EXERCISE REQUIREMENTS:
Should a line in the entries below contain "constructor", return that line.

RECORDS PROVIDED:
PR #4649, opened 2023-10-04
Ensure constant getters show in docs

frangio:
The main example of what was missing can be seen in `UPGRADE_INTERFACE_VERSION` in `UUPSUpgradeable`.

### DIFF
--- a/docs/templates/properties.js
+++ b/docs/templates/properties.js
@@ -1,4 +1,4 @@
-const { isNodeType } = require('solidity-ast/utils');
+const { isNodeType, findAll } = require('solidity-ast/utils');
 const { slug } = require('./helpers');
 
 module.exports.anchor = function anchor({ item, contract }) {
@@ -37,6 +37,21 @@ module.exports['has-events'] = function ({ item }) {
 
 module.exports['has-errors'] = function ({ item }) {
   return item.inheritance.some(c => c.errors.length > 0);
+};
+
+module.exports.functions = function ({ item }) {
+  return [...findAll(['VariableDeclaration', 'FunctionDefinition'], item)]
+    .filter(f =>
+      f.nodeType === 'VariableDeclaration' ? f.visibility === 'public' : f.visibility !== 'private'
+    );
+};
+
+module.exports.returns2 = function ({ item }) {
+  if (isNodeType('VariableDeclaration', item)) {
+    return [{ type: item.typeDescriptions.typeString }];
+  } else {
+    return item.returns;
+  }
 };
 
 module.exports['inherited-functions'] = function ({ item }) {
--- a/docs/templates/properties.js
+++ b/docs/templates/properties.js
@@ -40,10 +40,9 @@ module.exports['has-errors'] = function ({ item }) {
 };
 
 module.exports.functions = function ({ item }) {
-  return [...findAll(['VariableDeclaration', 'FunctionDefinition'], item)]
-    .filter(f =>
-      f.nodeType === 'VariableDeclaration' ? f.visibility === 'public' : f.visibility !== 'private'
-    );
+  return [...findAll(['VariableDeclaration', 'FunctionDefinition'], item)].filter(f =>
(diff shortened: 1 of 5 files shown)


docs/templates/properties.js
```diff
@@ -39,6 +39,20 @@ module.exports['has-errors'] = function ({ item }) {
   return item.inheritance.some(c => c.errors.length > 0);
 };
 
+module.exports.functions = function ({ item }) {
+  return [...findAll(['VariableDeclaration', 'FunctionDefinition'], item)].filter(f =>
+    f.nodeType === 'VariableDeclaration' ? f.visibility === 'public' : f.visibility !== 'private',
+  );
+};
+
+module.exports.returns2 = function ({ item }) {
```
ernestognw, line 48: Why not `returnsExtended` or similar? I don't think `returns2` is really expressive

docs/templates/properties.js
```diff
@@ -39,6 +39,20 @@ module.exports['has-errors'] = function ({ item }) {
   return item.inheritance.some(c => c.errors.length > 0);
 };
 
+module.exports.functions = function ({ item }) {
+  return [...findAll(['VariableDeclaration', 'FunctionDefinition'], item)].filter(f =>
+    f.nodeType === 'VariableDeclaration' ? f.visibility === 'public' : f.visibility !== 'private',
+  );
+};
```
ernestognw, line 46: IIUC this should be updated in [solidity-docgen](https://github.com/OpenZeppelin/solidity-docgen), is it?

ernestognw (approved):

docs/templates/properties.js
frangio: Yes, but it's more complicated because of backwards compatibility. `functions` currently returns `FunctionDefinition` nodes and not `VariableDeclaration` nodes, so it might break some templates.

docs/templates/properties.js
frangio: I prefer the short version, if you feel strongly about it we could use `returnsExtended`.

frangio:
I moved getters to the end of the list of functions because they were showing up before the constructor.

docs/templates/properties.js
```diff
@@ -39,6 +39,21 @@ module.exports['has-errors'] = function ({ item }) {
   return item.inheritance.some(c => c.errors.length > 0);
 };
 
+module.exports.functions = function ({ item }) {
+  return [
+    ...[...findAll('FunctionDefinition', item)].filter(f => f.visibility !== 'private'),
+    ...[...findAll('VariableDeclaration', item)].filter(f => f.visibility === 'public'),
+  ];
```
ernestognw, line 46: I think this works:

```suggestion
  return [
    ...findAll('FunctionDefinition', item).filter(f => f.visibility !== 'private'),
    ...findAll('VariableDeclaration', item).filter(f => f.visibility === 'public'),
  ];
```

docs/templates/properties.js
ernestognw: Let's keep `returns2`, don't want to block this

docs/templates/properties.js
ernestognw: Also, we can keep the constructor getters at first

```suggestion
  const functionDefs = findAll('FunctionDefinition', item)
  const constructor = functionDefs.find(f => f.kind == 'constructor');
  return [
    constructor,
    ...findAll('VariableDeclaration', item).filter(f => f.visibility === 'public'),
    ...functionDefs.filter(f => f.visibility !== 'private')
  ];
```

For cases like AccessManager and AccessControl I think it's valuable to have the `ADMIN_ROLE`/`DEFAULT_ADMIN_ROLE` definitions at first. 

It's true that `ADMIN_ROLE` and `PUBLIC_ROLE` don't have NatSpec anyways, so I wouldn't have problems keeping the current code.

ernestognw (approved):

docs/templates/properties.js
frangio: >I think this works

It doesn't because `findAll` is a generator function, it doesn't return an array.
--
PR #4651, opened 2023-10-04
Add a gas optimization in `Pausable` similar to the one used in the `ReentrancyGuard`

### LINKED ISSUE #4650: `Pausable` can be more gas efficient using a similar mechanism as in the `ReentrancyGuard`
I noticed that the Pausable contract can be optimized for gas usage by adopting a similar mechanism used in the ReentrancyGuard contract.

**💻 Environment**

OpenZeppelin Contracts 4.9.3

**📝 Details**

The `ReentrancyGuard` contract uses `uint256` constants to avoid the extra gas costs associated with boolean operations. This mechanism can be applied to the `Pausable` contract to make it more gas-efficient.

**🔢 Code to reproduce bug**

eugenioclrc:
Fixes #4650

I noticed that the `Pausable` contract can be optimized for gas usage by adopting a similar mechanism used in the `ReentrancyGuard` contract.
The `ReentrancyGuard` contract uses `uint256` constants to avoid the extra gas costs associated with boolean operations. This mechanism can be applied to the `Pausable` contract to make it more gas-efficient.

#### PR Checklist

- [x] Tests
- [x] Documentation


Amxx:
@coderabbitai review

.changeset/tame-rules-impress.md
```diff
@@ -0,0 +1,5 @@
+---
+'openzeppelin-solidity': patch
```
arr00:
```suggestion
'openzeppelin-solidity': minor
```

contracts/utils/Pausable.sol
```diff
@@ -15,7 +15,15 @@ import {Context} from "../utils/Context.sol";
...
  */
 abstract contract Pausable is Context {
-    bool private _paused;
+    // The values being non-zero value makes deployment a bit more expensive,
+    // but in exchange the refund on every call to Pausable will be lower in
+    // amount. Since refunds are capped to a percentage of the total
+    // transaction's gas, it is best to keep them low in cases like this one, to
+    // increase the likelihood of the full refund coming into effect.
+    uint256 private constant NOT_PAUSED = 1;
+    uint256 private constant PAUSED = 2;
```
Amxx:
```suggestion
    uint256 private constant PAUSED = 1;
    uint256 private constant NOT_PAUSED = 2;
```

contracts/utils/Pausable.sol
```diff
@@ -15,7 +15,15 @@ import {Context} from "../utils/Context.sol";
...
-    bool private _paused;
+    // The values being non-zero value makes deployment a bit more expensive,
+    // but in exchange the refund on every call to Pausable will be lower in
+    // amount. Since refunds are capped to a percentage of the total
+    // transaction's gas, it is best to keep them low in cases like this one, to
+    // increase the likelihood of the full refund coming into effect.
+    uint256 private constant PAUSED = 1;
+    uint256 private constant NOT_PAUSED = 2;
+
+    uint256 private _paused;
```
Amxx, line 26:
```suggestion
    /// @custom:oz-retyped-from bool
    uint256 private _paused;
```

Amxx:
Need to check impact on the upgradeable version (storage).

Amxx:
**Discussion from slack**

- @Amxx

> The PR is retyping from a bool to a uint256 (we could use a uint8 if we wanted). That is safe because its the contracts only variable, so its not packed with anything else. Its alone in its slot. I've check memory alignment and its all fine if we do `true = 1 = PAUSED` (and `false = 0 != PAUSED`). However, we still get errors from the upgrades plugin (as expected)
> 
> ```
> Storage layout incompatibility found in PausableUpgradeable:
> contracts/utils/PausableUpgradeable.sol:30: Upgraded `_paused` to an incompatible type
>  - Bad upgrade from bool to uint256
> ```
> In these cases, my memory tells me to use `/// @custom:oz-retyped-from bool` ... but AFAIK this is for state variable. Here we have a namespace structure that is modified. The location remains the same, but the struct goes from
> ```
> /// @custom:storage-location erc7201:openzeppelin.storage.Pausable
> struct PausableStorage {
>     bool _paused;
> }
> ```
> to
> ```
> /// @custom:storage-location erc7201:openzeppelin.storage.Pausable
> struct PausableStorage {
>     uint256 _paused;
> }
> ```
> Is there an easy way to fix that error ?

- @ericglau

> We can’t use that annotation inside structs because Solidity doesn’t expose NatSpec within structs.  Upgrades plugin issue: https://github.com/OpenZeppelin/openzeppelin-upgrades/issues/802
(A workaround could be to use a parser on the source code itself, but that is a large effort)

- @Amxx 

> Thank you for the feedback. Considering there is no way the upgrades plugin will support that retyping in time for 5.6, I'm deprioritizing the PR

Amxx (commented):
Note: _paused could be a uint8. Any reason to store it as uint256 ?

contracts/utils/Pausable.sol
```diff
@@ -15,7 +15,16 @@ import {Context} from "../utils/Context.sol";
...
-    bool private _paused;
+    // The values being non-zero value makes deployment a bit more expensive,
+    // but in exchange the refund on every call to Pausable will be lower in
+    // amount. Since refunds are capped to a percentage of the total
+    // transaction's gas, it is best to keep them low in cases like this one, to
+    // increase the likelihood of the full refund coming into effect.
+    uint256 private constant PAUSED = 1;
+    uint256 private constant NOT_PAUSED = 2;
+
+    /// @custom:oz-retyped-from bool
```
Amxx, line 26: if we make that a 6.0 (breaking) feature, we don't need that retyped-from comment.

EXERCISE OUTPUT:
I moved getters to the end of the list of functions because they were showing up before the constructor.
ernestognw: Also, we can keep the constructor getters at first
  const constructor = functionDefs.find(f => f.kind == 'constructor');
    constructor,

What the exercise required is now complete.